Goal of the exercise:
Go over the lines below, and when one contains the word "configs", copy it.

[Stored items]
◆ ◆ ◆ ◆
PR #31, opened 2019-11-30
Pipe adjustments to handle tuple-based declarations for pipelines and middlewares

Ziinc:
todos:

- [x]  update pipelines and corresponding tests once #29 is merged
    - [x] WriteToFile pipeline remaining

- [x] update middlewares and corresponding tests

- [x] add custom middleware example

- [ ] logger warn users that are still using global env declaration, show example of correct tuple declation w/ example
- [x] update user docs, deprecation warning for global configs, quickstart
- [x] update dev docs, doc for `Crawly.Utils.pipe`, best prac for handling pipeline arguments

related to #22

### DIFF
--- a/lib/crawly/pipelines/csv_encoder.ex
+++ b/lib/crawly/pipelines/csv_encoder.ex
@@ -1,13 +1,33 @@
 defmodule Crawly.Pipelines.CSVEncoder do
   @moduledoc """
-  Encodes a given item (map) into CSV
+  Encodes a given item (map) into CSV. Does not flatten nested maps.
+  ### Options
+  If no fields are given, the item is dropped from the pipeline.
+  - `:fields`, required: The fields to extract out from the scraped item. Falls back to the global config `:item`.
+
+  ### Example Usage
+    iex> item = %{my: "first", other: "second", ignore: "this_field"}
+    iex> Crawly.Pipelines.CSVEncoder.run(item, %{}, fields: [:my, :other])
+    {"first,second", %{}}
   """
   @behaviour Crawly.Pipeline
+  require Logger
 
   @impl Crawly.Pipeline
-  def run(item, state) do
-    case Application.get_env(:crawly, :item) do
+  @spec run(map, map, fields: list(atom)) ::
+          {false, state :: map} | {csv_line :: String.t(), state :: map}
+  def run(item, state, opts \\ []) do
+    opts = Enum.into(opts, %{fields: nil})
+    fields = Map.get(opts, :fields) || Application.get_env(:crawly, :item)
+
+    case fields do
       :undefined ->
+        # only for when both tuple and global config is not provided
+
+        Logger.info(
+          "Dropping item: #{inspect(item)}. Reason: No fields declared for CSVEncoder"
+        )
+
         {false, state}
 
       fields ->
--- a/lib/crawly/utils.ex
+++ b/lib/crawly/utils.ex
@@ -35,19 +35,32 @@ defmodule Crawly.Utils do
   @doc """
   Pipeline/Middleware helper
 
-  Executes a given list of pipelines on the given item, mimics filtermap
-  behavior (but probably in a more complex way). Takes an item and state  and
-  passes it through a list of modules which implements a pipeline behavior,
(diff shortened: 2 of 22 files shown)


Ziinc:
codebase should avoid using Application.put_env and Application get_env. 

Since this PR also affects middleware declarations, the middlewares will also have to be updated.

`Application get_env` can be used as a fallback for getting args during transition period

Ziinc:
- [ ]  dev docs, guide on creating custom pipelines

Ziinc:
@oltarasenko Completed, could you review? 

The logger warnings can be moved to a separate issue, as they're not critical and documentation has already been updated.

lib/crawly/pipelines/csv_encoder.ex
```diff
@@ -1,13 +1,33 @@
...
+  require Logger
 
   @impl Crawly.Pipeline
-  def run(item, state) do
-    case Application.get_env(:crawly, :item) do
+  @spec run(map, map, fields: list(atom)) ::
+          {false, state :: map} | {csv_line :: String.t(), state :: map}
+  def run(item, state, opts \\ []) do
+    opts = Enum.into(opts, %{fields: nil})
+    fields = Map.get(opts, :fields) || Application.get_env(:crawly, :item)
```
oltarasenko: Why do we need this `Application.get_env(:crawly, :item)` fallback here?

lib/crawly/utils.ex
```diff
@@ -60,16 +73,30 @@ defmodule Crawly.Utils do
   def pipe(_, false, state), do: {false, state}
 
   def pipe([pipeline | pipelines], item, state) do
+    {module, args} =
```
oltarasenko: As I understand you're wrapping the Middlewares so they have a common look. {module, args}. I think it's better not to do it here. E.g. pipe should pipe. Not it wrapps and pipes :). Lets move the wrapping part away. Probably to the storage worker. Maybe here: https://github.com/oltarasenko/crawly/blob/ede6a6ebf39d63de79e8fc266bf80e07f1e79e39/lib/crawly/requests_storage/requests_storage_worker.ex#L65

oltarasenko:
I have some really minor comments I want to address, otherwise great job @Ziinc !

** I still feel a bit uncomfortable about the fact that we don't have an explicit item definition outside of the pipelines scope.

oltarasenko:
@Ziinc Please also sqash commits!

lib/crawly/pipelines/csv_encoder.ex
Ziinc: Because if the fields are not passed as a tuple config, the , `opts.fields` will be nil. 

To be backwards compatible, the fallback is needed for users that are not using tuple configs.

lib/crawly/utils.ex
Ziinc: I don't quite understand what you mean. Are you referring to the naming use of `module` instead of `pipeline`? For this, part, I had thought that module was appropriate since both the middlewares and pipelines use `Util.pipe` and should behave the same way.

If I were to move the tuple-format checks to the request storage worker, I would have to duplicate the code to the item storage worker as well.

Ziinc:
I think I can adjust the docs such that the tuple definitions act more as an escape hatch for advanced use cases. Would that be alright @oltarasenko

lib/crawly/utils.ex
oltarasenko: Oh.  I did not think about Item pipelines. I general I would prefer pipe not to be responsible for wrapping/unwrapping. But, you're right. We don't have options atm :(

oltarasenko:
Looks good to me. But still, I would want to ask you to rewrite the commit message & fix the:
```
warning: variable "value" is unused
  test/middlewares/user_agent_test.exs:20
Compilation failed due to warnings while using the --warnings-as-errors option
The command "mix coveralls.travis" exited with 1.
cache.2
store build cache
```

reported by Travis.

Ziinc:
Made the changes. Not so used to squashing commits. 😄

oltarasenko:
Great work! Thanks for your contribution. I have approved the PR!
◆ ◆ ◆ ◆
Reply:
- [x] update user docs, deprecation warning for global configs, quickstart
To be backwards compatible, the fallback is needed for users that are not using tuple configs.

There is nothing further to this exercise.